**What you have to do**
Match on the string "passed" in the entries below and return every matching line.

**Record extracts**

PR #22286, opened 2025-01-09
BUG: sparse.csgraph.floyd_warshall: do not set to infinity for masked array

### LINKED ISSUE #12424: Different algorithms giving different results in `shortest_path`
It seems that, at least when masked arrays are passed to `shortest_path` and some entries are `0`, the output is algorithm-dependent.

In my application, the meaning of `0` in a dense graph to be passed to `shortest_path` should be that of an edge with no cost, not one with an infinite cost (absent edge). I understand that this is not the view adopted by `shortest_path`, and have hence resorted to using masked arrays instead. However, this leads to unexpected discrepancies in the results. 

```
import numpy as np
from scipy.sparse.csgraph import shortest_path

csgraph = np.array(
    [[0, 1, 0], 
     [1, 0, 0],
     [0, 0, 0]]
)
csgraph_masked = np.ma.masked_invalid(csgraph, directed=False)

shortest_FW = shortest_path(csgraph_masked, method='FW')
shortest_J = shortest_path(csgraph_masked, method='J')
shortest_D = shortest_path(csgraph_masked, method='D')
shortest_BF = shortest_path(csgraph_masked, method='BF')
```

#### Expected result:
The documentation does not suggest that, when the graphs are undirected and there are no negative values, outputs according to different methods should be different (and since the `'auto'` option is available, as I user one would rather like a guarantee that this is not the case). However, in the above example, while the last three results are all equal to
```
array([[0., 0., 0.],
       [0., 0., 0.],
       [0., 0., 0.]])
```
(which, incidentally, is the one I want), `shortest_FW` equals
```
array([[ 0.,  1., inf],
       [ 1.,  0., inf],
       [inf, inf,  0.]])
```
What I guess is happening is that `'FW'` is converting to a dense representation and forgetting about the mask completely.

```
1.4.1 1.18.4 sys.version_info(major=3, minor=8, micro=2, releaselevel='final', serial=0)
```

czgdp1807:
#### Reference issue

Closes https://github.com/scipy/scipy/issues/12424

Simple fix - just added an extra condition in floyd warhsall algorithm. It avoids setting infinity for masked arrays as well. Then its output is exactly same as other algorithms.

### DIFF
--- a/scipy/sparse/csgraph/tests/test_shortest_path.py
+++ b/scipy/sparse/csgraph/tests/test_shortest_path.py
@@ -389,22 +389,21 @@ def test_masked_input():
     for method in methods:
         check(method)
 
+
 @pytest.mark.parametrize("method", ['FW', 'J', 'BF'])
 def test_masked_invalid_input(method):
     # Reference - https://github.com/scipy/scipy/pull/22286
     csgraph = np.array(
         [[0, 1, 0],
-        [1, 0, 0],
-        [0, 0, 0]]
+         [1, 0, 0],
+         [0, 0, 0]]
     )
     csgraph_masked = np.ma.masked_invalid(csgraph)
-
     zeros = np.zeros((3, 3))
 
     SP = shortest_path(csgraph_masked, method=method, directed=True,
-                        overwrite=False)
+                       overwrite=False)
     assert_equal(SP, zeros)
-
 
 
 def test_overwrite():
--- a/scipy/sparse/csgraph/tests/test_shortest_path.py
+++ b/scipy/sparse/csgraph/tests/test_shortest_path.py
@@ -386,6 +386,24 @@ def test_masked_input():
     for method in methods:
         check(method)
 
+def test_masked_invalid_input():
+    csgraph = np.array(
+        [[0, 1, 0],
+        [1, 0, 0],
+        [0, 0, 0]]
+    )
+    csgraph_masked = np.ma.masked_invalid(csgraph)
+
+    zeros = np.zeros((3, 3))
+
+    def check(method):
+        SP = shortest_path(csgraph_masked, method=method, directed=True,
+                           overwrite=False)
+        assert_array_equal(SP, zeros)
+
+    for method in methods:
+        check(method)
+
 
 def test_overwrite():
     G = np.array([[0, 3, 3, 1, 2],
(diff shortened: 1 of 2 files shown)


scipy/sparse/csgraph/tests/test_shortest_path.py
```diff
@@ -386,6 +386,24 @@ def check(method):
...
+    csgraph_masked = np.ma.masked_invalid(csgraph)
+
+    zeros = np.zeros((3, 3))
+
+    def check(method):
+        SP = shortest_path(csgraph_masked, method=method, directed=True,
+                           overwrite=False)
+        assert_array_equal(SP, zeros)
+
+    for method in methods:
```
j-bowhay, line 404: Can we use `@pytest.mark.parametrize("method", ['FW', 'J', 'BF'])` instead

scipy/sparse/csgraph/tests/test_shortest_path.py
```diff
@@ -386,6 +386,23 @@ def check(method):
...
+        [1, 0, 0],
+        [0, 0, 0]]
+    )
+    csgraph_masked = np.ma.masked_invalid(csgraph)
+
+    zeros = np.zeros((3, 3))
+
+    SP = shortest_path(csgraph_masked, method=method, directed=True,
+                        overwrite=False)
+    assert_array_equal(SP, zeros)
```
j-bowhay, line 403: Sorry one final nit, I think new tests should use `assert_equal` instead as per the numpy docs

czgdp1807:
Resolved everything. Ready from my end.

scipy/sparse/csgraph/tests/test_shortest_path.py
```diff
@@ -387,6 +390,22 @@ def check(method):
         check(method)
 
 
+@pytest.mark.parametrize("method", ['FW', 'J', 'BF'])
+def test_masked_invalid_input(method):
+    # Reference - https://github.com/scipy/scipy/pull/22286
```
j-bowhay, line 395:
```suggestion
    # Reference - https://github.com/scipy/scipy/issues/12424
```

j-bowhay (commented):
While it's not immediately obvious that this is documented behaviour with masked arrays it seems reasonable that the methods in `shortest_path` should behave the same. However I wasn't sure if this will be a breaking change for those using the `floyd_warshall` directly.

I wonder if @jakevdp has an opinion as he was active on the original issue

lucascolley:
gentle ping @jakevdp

...

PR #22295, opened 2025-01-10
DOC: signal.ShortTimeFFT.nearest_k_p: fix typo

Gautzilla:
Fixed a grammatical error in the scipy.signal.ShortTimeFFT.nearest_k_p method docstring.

--

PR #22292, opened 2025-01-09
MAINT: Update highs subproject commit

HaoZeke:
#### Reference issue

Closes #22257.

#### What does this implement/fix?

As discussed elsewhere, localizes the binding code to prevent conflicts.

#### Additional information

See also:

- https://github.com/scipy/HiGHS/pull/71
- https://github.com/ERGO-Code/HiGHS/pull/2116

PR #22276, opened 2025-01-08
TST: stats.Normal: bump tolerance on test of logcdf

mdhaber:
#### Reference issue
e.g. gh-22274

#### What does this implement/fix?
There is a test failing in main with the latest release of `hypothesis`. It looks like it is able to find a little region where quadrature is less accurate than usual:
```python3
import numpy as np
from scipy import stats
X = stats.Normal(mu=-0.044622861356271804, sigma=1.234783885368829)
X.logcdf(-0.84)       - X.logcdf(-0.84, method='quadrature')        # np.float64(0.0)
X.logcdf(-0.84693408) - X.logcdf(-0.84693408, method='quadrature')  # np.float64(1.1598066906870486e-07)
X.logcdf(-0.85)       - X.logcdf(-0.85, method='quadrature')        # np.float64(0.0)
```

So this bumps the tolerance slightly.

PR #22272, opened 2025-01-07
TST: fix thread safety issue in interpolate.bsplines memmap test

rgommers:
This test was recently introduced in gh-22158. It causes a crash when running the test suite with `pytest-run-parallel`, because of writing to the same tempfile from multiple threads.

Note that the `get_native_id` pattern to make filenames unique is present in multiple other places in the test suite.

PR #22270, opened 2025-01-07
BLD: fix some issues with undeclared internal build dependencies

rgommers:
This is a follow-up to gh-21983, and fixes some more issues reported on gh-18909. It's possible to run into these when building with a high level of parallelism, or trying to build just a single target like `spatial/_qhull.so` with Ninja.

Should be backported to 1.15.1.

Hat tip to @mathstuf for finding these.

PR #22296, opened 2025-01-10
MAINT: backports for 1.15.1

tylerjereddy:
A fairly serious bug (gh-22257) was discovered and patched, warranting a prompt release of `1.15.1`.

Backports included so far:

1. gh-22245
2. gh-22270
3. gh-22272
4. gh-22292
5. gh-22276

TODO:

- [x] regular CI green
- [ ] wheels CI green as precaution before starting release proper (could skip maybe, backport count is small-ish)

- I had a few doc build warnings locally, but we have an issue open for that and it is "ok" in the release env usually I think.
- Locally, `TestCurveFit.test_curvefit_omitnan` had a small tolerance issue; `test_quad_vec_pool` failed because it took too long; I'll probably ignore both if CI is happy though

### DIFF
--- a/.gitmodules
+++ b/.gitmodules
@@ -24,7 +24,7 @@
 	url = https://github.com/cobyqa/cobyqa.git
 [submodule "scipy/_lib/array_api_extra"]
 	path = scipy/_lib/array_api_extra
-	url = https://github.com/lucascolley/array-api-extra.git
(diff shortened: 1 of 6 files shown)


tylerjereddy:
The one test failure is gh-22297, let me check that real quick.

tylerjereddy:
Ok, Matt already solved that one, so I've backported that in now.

**Answer to the problem**
It seems that, at least when masked arrays are passed to `shortest_path` and some entries are `0`, the output is algorithm-dependent.
In my application, the meaning of `0` in a dense graph to be passed to `shortest_path` should be that of an edge with no cost, not one with an infinite cost (absent edge). I understand that this is not the view adopted by `shortest_path`, and have hence resorted to using masked arrays instead. However, this leads to unexpected discrepancies in the results. 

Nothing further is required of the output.